PR #394, opened 2022-11-28
Clarify temporal intervals #331

### LINKED ISSUE #331: load_collection: Clarification on temporal_extent
**Process ID:** load_collection

**Describe the issue:**
Documentation states:
> The second element is the end of the temporal interval. The specified instance in time is excluded from the interval.

Would e.g `["2017-01-01", "2017-01-01"]` or `["2017-01-01T00:00:00Z", "2017-01-01T00:00:00Z"]` be valid or invalid `temporal_extent`s? If it's valid, how would `["2017-01-01", "2017-01-01"]` be converted to a closed datetime interval?

**Proposed solution:**
Add examples to clarify behaviour when values in `temporal_extent` are the same.

**Additional context:**
We noticed VITO's backend considers aforementioned `temporal_extent`s valid.

m-mohr:
It seems the implementations tend more towards the approach that the two elements in the intervals should not be the same, so I created a PR that proposes this breaking change for v2.0.0.

Fixes #331


clausmichele (commented):
**this process allows the value '24' for the hour** of an end time in order to make it possible that left-closed time intervals can fully cover the day.

What's the difference in writing an interval like ["2017-01-01T00:00:00Z", "2017-01-02T00:00:00Z"] to define a full 24h day?

Including this particular case that uses T24:00:00Z seems too complicated and not clearer in my opinion.

m-mohr:
@clausmichele Good question. I had to think quite a bit about it and I can't remember the exact reasons we had back then, but it clearly originates from ISO8601, but it seems they are also struggling with it:

> An amendment was published in October 2022 featuring minor technical clarifications and attempts to remove ambiguities in definitions. The most significant change, however, was the reintroduction of the `24:00:00` format to refer to the instant at the end of a calendar day.

So it was there in the beginning, got removed and then added back again. I assume their reasons for allowing `24` also apply here.

Without knowing their reasoning (ISO standards must be bought 🤮), I found some edge cases where it may matter and surprise users:

- You want to exactly specify the 28th of February as a day. If you specify it as `2020-02-28T00:00:00Z` - `2020-03-01T00:00:00Z` you'd actually get two days as the 29th sneaks in due to the leap year.
- Similarly, it is a bit inconsistent to define 30 days intervals for each month where sometimes you may need to use the first of the next month and sometimes you need to use the 31st (or 28th). It is a bit easier to just use the 30th (ignoring February for now).

LukeWeidenwalker (dismissed):
LGTM!

Ardweaden (dismissed):

clausmichele:
@m-mohr were you able to access the ISO documents?

m-mohr:
Yes! 

## 24
`T24:00:00` is valid and behaves the same as the next day's `T00:00:00` in ISO8601. 

But: I just realized that JSON Schema for the format `date-time` explicitly mentiones RFC3339 compliance, which disallows `24`. So some schema validators may fail on `T24:00:00`. So we'd either need to remove the format from the schema (and loose automatic validation) or comply and disallowe 24.

## Incl./excl. upper boundary
- The definition of intervals is including the upper boundary, but other parts of the standard allow excluding the upper boundary, so here the standard is not very stringent and helpful. To avoid breaking everyones implementations, we should probably keep excluding it. Otherwise, users could get different results as now there's an additional day included.

## Missing parts of a date-time (e.g. a date)
In ISO8601 it seems that omitted components should simply be replaced by zero (`2022-12-14` is basically `2022-12-14T00:00:00`).

## Conclusion
Well, it's hard to come to a conclusion here as there's so many different aspects to consider, but we likely need to "break" someones implementation as VITO seems to be contraty to all other implementations. So to come up with a precise definition, someone needs to bite the bullet anyway.

I'd propose to:
- Keep Inclusive lower boundary and exclusive upper boundary
- Clarify that omitting a component is equivalent to setting it to 0
- Disallow 24 as the hour
- Give more examples and help users to understand what they need to do
- Throw an error if the values for the lower and upper boundary are the same (for backward compatibility backends can keep the previous behavior instead of throwing an error, but that should likely result in a deprecation warning in the logs).
- We may also help in client implementations by just allowing to pass a single string (e.g. "2020-01-01") or a corresponding "Date object", which gets transformed internally into a ["2020-01-01T00:00:00Z",""2020-01-02T00:00:00Z""]

clausmichele:
For me it would also be fine to change the API and make the upper boundary included, since it caused many headaches in the past and it would be easier to understand. However, we need to clarify it in the best way.

If we change the definition I see mostly two cases:
Case 1: I provide a complete range like `["2020-01-01T00:00:00Z","2020-01-02T00:00:00Z""]` no surprises, I should know what I am asking for and I will also get data at `2020-01-02T00:00:00Z` if there's some. -> all good
Case 2. I provide just the date `["2020-01-01","2020-01-02"]`: I would expect to get data for the 2nd of January as well if we say that the upper boundary is included, but instead the range gets converted with zeros and therefore the data on the 2nd is excluded. -> we have to clarify this to the users

m-mohr:
> For me it would also be fine to change the API and make the upper boundary included, since it caused many headaches in the past and it would be easier to understand. However, we need to clarify it in the best way.

As said above, I don't think this is a good idea. Changing this would make data not reproducible as the now included day would intefere. Results would change without users noticing it.

clausmichele:
Well, all the users using the VITO back-end wouldn't notice any difference actually, since they already return the upper bound as well. Maybe it's something to discuss in the next dev telco?

mkadunc:
>     * Clarify that omitting a component is equivalent to setting it to 0

Is it possible to define a union type for the `date-time`, `date` and `year`, where we could then describe the relationships? Or would we add this clarification to all the process parameters where this union type is used?
 
>     * We may also help in client implementations by just allowing to pass a single string (e.g. "2020-01-01") or a corresponding "Date object", which gets transformed internally into a `["2020-01-01T00:00:00Z","2020-01-02T00:00:00Z""]`.

I agree — either overload the process to allow a single parameter, or provide a helper function such as `single_day_to_interval("2020-01-01")`.
 
>     * In `aggregate_temporal` we allow just times (without dates) and there it seems impossible to specify the full range as 23:59:59 would be excluded and 24:00:00 is not allowed. We should point users at `null`, which allows `["00:00:00", null]` to cover the full day.

Another option would be to speficy "the full range" with two identical instants - `[00:00:00, 00:00:00]` would be 24 hours midnight-to-midnight and `[06:00:00, 06:00:00]` would be 24 hours 6am to 6am. The second example wouldn't be fixed by allowing `24` as the hour. But this is assuming that we want to allowing the time intervals to span more than one calendar day (and I don't know enough about aggregate_temporal use-cases using only `time`, so I don't know whether this would be needed).

m-mohr:
@clausmichele But there's not only the VITO implementation. We can change a lot here, but I think the exclusive upper bounds are somewhat set in stone for now due to the reproducibility issue...

> Is it possible to define a union type for the date-time, date and year, where we could then describe the relationships? Or would we add this clarification to all the process parameters where this union type is used?

m-mohr:
@clausmichele But there's not only the VITO implementation. We can change a lot here, but I think the exclusive upper bounds are somewhat set in stone for now due to the reproducibility issue...

> Is it possible to define a union type for the date-time, date and year, where we could then describe the relationships? Or would we add this clarification to all the process parameters where this union type is used?

@mkadunc We could, but it would change the schemas quite a bit and make them more complex so I'd try to avoid that. But we have the temporal-interval subtype which we can use and then it's "only" the comparison operators which need a clarifying word in the parameter description, I think...

> Another option would be to speficy "the full range" with two identical instants - [00:00:00, 00:00:00]

Hmm... something to look into, the aggregate_temporal spec is quite old and I think there's no actual user (and implementation?) for the time part right now.

mkadunc:
> Although, should eq("2018", "2018-01-01T00:00:00Z") return true or false?

If we want to stick to JSON as the only true context for openEO types, then we have to go with the fact that these are all JSON strings and therefore return `false`.

If we want, we could define date and time types for openEO in more detail, in which case we could either go with "date- or time-like JSON strings represent intervals", like this:
- "year" - represents the temporal interval covering a full year in UTC
- "date" - represents the temporal interval covering a full day in UTC
- "date-time"
  - a) represents the temporal interval covering a single time unit (the unit is usually second, but could be shorter, e.g. ds, cs, ms etc. in case fractional-second digits are present)
  - b) represents a time instant (the instant at the start of the indicated second, or at the start of a shorter unit in case fractional-seconds are present)
  
... or we could specify that "all date- or time-like JSON strings represent single instants" (in line with ISO 8601 interpretation), in which case we have:
- "year": represents the instant at the beginning of the specified year, in UTC
- "date": represents the instant at the beginning of the specified day, in UTC
- "date-time": represents a time instant (the instant at the start of the indicated second, or at the start of a shorter unit in case fractional-seconds are present)

Intuitively, the first option would be more correct, but it does add some complexity to the whole system (all date- and time-like parameters would be intervals rather than single scalars)

meta/subtype-schemas.json
```diff
@@ -296,7 +296,8 @@
...
+            "description": "Left-closed temporal interval, represented as two-element array with the following elements:\n\n1. The first element is the start of the temporal interval. The specified instance in time is **included** in the interval.\n2. The second element is the end of the temporal interval. The specified instance in time is **excluded** from the interval.\n\nThe specified temporal strings follow [RFC 3339](https://www.rfc-editor.org/rfc/rfc3339.html). `null` can be used to specify open intervals.",
```
mkadunc, line 299: I suggest replacing all uses of `instance in time` with `instant in time` or `time instant` or just `instant` (meaning a single zero-duration point on the time axis)

mkadunc (dismissed):

proposals/load_result.json
```diff
@@ -119,11 +119,12 @@
...
+            "description": "Limits the data to load from the batch job result to the specified left-closed temporal interval. Applies to all temporal dimensions. The interval has to be specified as an array with exactly two elements:\n\n1. The first element is the start of the temporal interval. The specified instance in time is **included** in the interval.\n2. The second element is the end of the temporal interval. The specified instance in time is **excluded** from the interval.\n\nThe second element must always be greater/later than the first element. Otherwise, a `TemporalExtentEmpty` exception is thrown.\n\nThe specified temporal strings follow [RFC 3339](https://www.rfc-editor.org/rfc/rfc3339.html). Also supports open intervals by setting one of the boundaries to `null`, but never both.\n\nSet this parameter to `null` to set no limit for the temporal extent. Be careful with this when loading large datasets! It is recommended to use this parameter instead of using ``filter_temporal()`` directly after loading unbounded data.",
```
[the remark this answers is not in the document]
m-mohr: Thanks, done.

meta/subtype-schemas.json
m-mohr: Thanks, done.

m-mohr:
There's a proposal up to simplify the comparison processes in PR #399 so that we (hopefully) don't need to bother about them in this issue/PR any longer.

m-mohr:
Ready for review!

CHANGELOG.md
```diff
@@ -37,9 +38,12 @@ and this project adheres to [Semantic Versioning](https://semver.org/spec/v2.0.0
     - Allow `null` as default value for units.
     - Input and Output for the `process` can either be data cubes or arrays (if one-dimensional). [#387](https://github.com/Open-EO/openeo-processes/issues/387)
 - `run_udf`: Allow all data types instead of just objects in the `context` parameter. [#376](https://github.com/Open-EO/openeo-processes/issues/376)
-- `load_collection` and `load_result`:
-    - Require at least one band if not set to `null`. [#372](https://github.com/Open-EO/openeo-processes/issues/372)
+- `load_collection` and `load_result`/`load_stac`:
+    - Require at least one band "if not set to `null`. [#372](https://github.com/Open-EO/openeo-processes/issues/372)
```
soxofaan, line 42:
```suggestion
    - Require at least one band if not set to `null`. [#372](https://github.com/Open-EO/openeo-processes/issues/372)
```
typo?

aggregate_temporal.json
```diff
@@ -22,39 +22,36 @@
...
+            "description": "Left-closed temporal intervals, which are allowed to overlap. Each temporal interval in the array has exactly two elements:\n\n1. The first element is the start of the temporal interval. The specified time instant is **included** in the interval.\n2. The second element is the end of the temporal interval. The specified time instant is **excluded** from the interval.\n\nThe second element must always be greater/later than the first element, except for times. Otherwise, a `TemporalExtentEmpty` exception is thrown.",
```
soxofaan, line 25:
```suggestion
            "description": "Left-closed temporal intervals, which are allowed to overlap. Each temporal interval in the array has exactly two elements:\n\n1. The first element is the start of the temporal interval. The specified time instant is **included** in the interval.\n2. The second element is the end of the temporal interval. The specified time instant is **excluded** from the interval.\n\nThe second element must always be greater/later than the first element, except when using time without date. Otherwise, a `TemporalExtentEmpty` exception is thrown.",
```

aggregate_temporal.json
```diff
@@ -22,39 +22,36 @@
...
                     "minItems": 2,
                     "maxItems": 2,
                     "items": {
                         "anyOf": [
                             {
                                 "type": "string",
                                 "format": "date-time",
-                                "subtype": "date-time"
+                                "subtype": "date-time",
+                                "description": "Date and time with a time zone."
```
soxofaan, line 42: time zone is optional, right? (and assumed to be UTC when omitted)?

aggregate_temporal.json
```diff
@@ -235,13 +232,21 @@
         },
         "DistinctDimensionLabelsRequired": {
             "message": "The dimension labels have duplicate values. Distinct labels must be specified."
+        },
+        "TemporalExtentEmpty": {
+            "message": "At least one of the intervals is empty. The second instances in time must always be greater/later than the first instances."
```
soxofaan, line 237: > The second instances in time must always be greater/later than the first instances.

I don't understand this. Do you mean instants instead of instances?

filter_temporal.json
```diff
@@ -33,19 +33,14 @@
                         {
                             "type": "string",
                             "format": "date-time",
-                            "subtype": "date-time"
+                            "subtype": "date-time",
+                            "description": "Date and time with a time zone."
```
soxofaan, line 37: as mentioned above: time zone is optional I think and UTC by default?

filter_temporal.json
```diff
@@ -92,13 +87,21 @@
     "exceptions": {
         "DimensionNotAvailable": {
             "message": "A dimension with the specified name does not exist."
+        },
+        "TemporalExtentEmpty": {
+            "message": "The temporal extent is empty. The second instance must always be greater/later than the first instance."
```
soxofaan, line 92: instant/instance typos here?

load_collection.json
```diff
@@ -112,31 +112,27 @@
...
+            "description": "Limits the data to load from the collection to the specified left-closed temporal interval. Applies to all temporal dimensions. The interval has to be specified as an array with exactly two elements:\n\n1. The first element is the start of the temporal interval. The specified time instant is **included** in the interval.\n2. The second element is the end of the temporal interval. The specified time instant is **excluded** from the interval.\n\nThe second element must always be greater/later than the first element. Otherwise, a `TemporalExtentEmpty` exception is thrown.\n\nAlso supports unbounded intervals by setting one of the boundaries to `null`, but never both.\n\nSet this parameter to `null` to set no limit for the temporal extent. Be careful with this when loading large datasets! It is recommended to use this parameter instead of using ``filter_temporal()`` directly after loading unbounded data.",
```
soxofaan, line 115: > supports unbounded intervals by setting one of the boundaries to `null`, but never both

Why forbidding to set both ends to null?

load_collection.json
```diff
@@ -231,6 +227,9 @@
     "exceptions": {
         "NoDataAvailable": {
             "message": "There is no data available for the given extents."
+        },
+        "TemporalExtentEmpty": {
+            "message": "The temporal extent is empty. The second instance must always be greater/later than the first instance."
```
soxofaan, line 232: instant/instance type here?

meta/subtype-schemas.json
```diff
@@ -355,7 +356,7 @@
                     ],
                     [
                         "12:00:00Z",
-                        "24:00:00Z"
+                        null
```
soxofaan, line 359: Maybe also add an example crossing midnight  (and without explicit timezone)?
e.g. `["23:00:00", "02:00:00"]`

proposals/date_between.json
```diff
@@ -0,0 +1,112 @@
+{
+    "id": "date_between",
+    "summary": "Between comparison for dates and times",
+    "description": "By default, this process checks whether `x` is later than or equal to `min` and before or equal to `max`.\n\nIf `exclude_max` is set to `true` the upper bound is excluded so that the process checks whether `x` is later than or equal to `min` and before `max`.\n\nLower and upper bounds are not allowed to be swapped. So `min` MUST be before or equal to `max` or otherwise the process always returns `false`.",
```
soxofaan, line 4: what about time-only intervals crossing midnight?

`between("01:00:00", min="22:00:00", max="04:00:00)`: invalid, false or true?

proposals/load_stac.json
```diff
@@ -293,6 +289,46 @@
     "exceptions": {
         "NoDataAvailable": {
             "message": "There is no data available for the given extents."
+        },
+        "TemporalExtentEmpty": {
+            "message": "The temporal extent is empty. The second instance must always be greater/later than the first instance."
```
soxofaan, line 294: instant/instance?

aggregate_temporal.json
m-mohr: No, it is required.

aggregate_temporal.json
m-mohr:
```suggestion
            "message": "At least one of the intervals is empty. The second instant in time must always be greater/later than the first instant."
```

filter_temporal.json
m-mohr: No, tz is required.

load_collection.json
m-mohr:
```suggestion
            "message": "The temporal extent is empty. The second instant in time must always be greater/later than the first instant in time."
```

filter_temporal.json
m-mohr:
```suggestion
            "message": "The temporal extent is empty. The second instant in time must always be greater/later than the first instant in time."
```

proposals/load_stac.json
m-mohr:
```suggestion
            "message": "The temporal extent is empty. The second instant in time must always be greater/later than the first instant in time."
```

proposals/date_between.json
m-mohr: I'd say invalid due to 

> Lower and upper bounds are not allowed to be swapped. So `min` MUST be before or equal to `max` or otherwise the process always returns `false`.

m-mohr:
Has anyone the capacity to review this? @dthiex @soxofaan @clausmichele @mkadunc @LukeWeidenwalker 
Thanks!

mkadunc (approved):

**What this task involves:** Restate the data verbatim through the "cover the day." line.

**Completed exercise:**
PR #394, opened 2022-11-28
Clarify temporal intervals #331

### LINKED ISSUE #331: load_collection: Clarification on temporal_extent
**Process ID:** load_collection

**Describe the issue:**
Documentation states:
> The second element is the end of the temporal interval. The specified instance in time is excluded from the interval.

Would e.g `["2017-01-01", "2017-01-01"]` or `["2017-01-01T00:00:00Z", "2017-01-01T00:00:00Z"]` be valid or invalid `temporal_extent`s? If it's valid, how would `["2017-01-01", "2017-01-01"]` be converted to a closed datetime interval?

**Proposed solution:**
Add examples to clarify behaviour when values in `temporal_extent` are the same.

**Additional context:**
We noticed VITO's backend considers aforementioned `temporal_extent`s valid.

m-mohr:
It seems the implementations tend more towards the approach that the two elements in the intervals should not be the same, so I created a PR that proposes this breaking change for v2.0.0.

Fixes #331


clausmichele (commented):
**this process allows the value '24' for the hour** of an end time in order to make it possible that left-closed time intervals can fully cover the day.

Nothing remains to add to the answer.